The instructor’s voice muffled behind my thoughts began to lead the class… “Quick, think!…I am peace?” “Wait, what does that even mean?” “I let peace in?” I think I’ve heard that one before. It sounds nice. “I let peace in, yep, that’s my intention.” Two to three poses later my intention flies out of the window faster than a bird spooked by my cat. This was my experience with creating mantras and setting intentions in the past. It’s no wonder I never dove in and really used them to my benefit. They were fleeting.
Fast forward, almost seven years later, still on my mat. I found myself front row at a Yoga Tune Up® Level 1 training with Jill Miller. On the first day, within the first hour, we created a personal sankalpa, our own mental resolve. My eyes must have rolled a bit as I flipped to the page in our manuals… “Here we go again. Another intention to toss to the wayside of my mind,” I thought. When I landed on the page I was bewildered to see it bare. “huh?”

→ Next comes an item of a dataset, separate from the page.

PR #1397, opened 2026-07-13
SecOps - 41033 - Anti-phishing policies in Microsoft Defender for Office 365 are configured with impersonation and spoof protection

Manoj-Kesana:


src/powershell/tests/Test-Assessment.41033.ps1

Jill’s voice interrupted my thoughts before I could doubt her process. “Answer the following questions based on your initial responses to them,” she prompted us. The questions had nothing to do with yoga or consciousness per say, instead they questioned our intentions for our personal lives. They asked us to nakedly look at our both our values and the roadblocks that prevent us from living out those value-based intentions. After answering the questions, privately in our manuals, we formed a short sentence which would become our Sankalpa. I remember putting my manual down on the floor staring at it with a cocked head thinking, wow, that sentence not only summarizes my life’s desires it shakes my soul on a cellular level. Now she had my monkey brain’s attention.

A few months later, at the four-day Breath and Bliss immersion, Jill continued to teach us how to weave our own sankalpa into our practice with purpose. I thought for sure she could see my mind thinking. Just when my thoughts began to drift out of my experience, she would gently say to us, “recall your sankalpa,” much like a nurturing mother reminds you to stay true to yourself when you find yourself of course. As I write this, I can actually still hear the tone of her voice, pacifying my unfocused toddler-like mind. It gently redirected my thoughts and pulled me back onto the slack-line of consciousness, somehow still leaving just enough space for me to dip my toes into the unconscious realm.
The weekend not only consisted of the knowledge bombs that I found typical of Yoga Tune Up® trainings, it was laced with bursts of deep, profound insights that were specific to me. I came home surrounded by an angelic-like aura of bliss and it stuck around for some time. I found the use of my sankalpa most helpful during my own personal practice or to tame my before teaching jitters. It centered me and allowed me to momentarily declutter my mental closet. A few months passed and a whole lot of life happened when I noticed my sankalpas potency started to fade. “Maybe I am just not meant to be a vector of bliss…”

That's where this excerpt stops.